Der 1648 geschlossene Westfälische Friede gilt bis heute als Ausgangspunkt der Entwicklung von Völkerrecht und souveränen "Nationalstaaten". Inwieweit sich seine Spuren nach weiteren Einschnitten wie etwa dem Wiener Kongress 1815 oder den Katastrophen des 20. Jahrhunderts im Detail identifizieren lassen, ist Gegenstand vieler Debatten. Gleiches gilt für die Rolle der Nationen im geeinten Europa von heute – erst recht in der Fenstersturzstadt Prag.

Sowohl sprachlich als auch religiös seien die böhmischen Länder zur Zeit des Dreißigjährigen Kriegs ein sehr heterogenes Gebilde gewesen, sagt der tschechische Historiker Pavel Kolář, Professor am European University Institute in Florenz, zum STANDARD: "Es war eine supranationale Entität. Das wird heute oft vergessen." Geblieben sei allerdings die Idee von Böhmen als Mikrokosmos europäischer Konflikte – und ein darauf fußendes kollektives Bewusstsein, das zwischen europäischer Öffnung und Abschottung oszilliert, zwischen Nationalstolz und scheuem Rückzug. "Angesichts diverser Bedrohungen, etwa durch Kriege, kann natürlich auch die Öffnung negativ konnotiert sein", so Kolář.

Tatsächlich scheinen sich heute Selbstvergewisserung und Selbstironie meist die Waage zu halten, wenn im alltäglichen tschechischen Sprachgebrauch immer wieder der "böhmische Kessel" auftaucht: Eingebettet zwischen Erzgebirge, Riesengebirge und Böhmerwald umgibt er die Hauptstadt Prag, im 14. Jahrhundert Sitz von Kaiser Karl IV. und der von ihm gegründeten Universität, der ersten nördlich der Alpen. Jenseits des "Kessels" liegen Österreich, Deutschland und Polen. "Wir sind so selbstverständlich ein Teil von Europa, dass wir es oft gar nicht mehr sehen", brachte es ein ehemaliger tschechischer Diplomat auf den Punkt, Botschafter der ersten Stunde nach der Samtenen Revolution 1989.

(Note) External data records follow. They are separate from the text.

PR #3032, opened 2024-11-13
LB-1660: Sort by listen count on artist pages doesn't properly sort

anshg1214:
This PR fixes LB-1660

### DIFF
--- a/frontend/js/src/artist/ArtistPage.tsx
+++ b/frontend/js/src/artist/ArtistPage.tsx
@@ -71,14 +71,15 @@ function SortingButtons({
   );
 }
 
-interface ReleaseGroupWithSecondaryTypes extends ReleaseGroup {
+interface ReleaseGroupWithSecondaryTypesAndListenCount extends ReleaseGroup {
   secondary_types: string[];
+  total_listen_count: number | null;
 }
 
 export type ArtistPageProps = {
   popularRecordings: PopularRecording[];
   artist: MusicBrainzArtist;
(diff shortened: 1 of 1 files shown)


frontend/js/src/artist/ArtistPage.tsx
```diff
@@ -139,13 +140,17 @@ export default function ArtistPage(): JSX.Element {
...
+    releaseGroupsInput: ReleaseGroupWithSecondaryTypesAndListenCount[]
   ) =>
     orderBy(
       releaseGroupsInput,
       [
-        sort === "release_date" ? (rg) => rg.date || "" : "total_listen_count",
-        sort === "release_date" ? "total_listen_count" : (rg) => rg.date || "",
+        sort === "release_date"
+          ? (rg) => rg.date || ""
+          : (rg) => rg.total_listen_count ?? 0,
```
MonkeyDo, line 150: Yes, the solution here for nullish total_listen_count defaulting to 0 works fine :+1: 
As I wrote in chat, I don't remember why we do these two sorts like this though, and it reads funny:

- if sort order = date, sort by date, otherwise sort by listen count.
- then if sort order = date,sort by listen count, otherwise sort by name.
- then sort by name as a tiebreaker.

I don't understand why we do the second step that way

anshg1214: As we discussed on chat, here sort is a state variable. So we first sort by the selected metric, and if equal then sort by the other metric.

MonkeyDo (approved):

Skepsis gegenüber Religionen

Das gescheiterte Aufbegehren gegen die katholischen Habsburger und deren anschließende 300-jährige Vorherrschaft dürften auch in der weitverbreiteten Skepsis gegenüber Religionen insgesamt ihren Ausdruck finden. Tschechien zählt heute zu den atheistischsten Ländern der Welt. Bei der letzten Volkszählung 2011 machten 45 Prozent der Bürgerinnen und Bürger gar keine Angaben zur Religion, 34 Prozent bezeichneten sich explizit als nicht religiös. Zum römisch-katholischen Glauben bekannten sich nur zehn Prozent. Auch eine gewisse Skepsis gegenüber weltlichem Machtpathos scheint damit einherzugehen. Eine religiöse Unterlegung politischer Führungsästhetik wie in Polen oder Aufmärsche uniformierter Garden wie in Ungarn wird man in Tschechien kaum antreffen.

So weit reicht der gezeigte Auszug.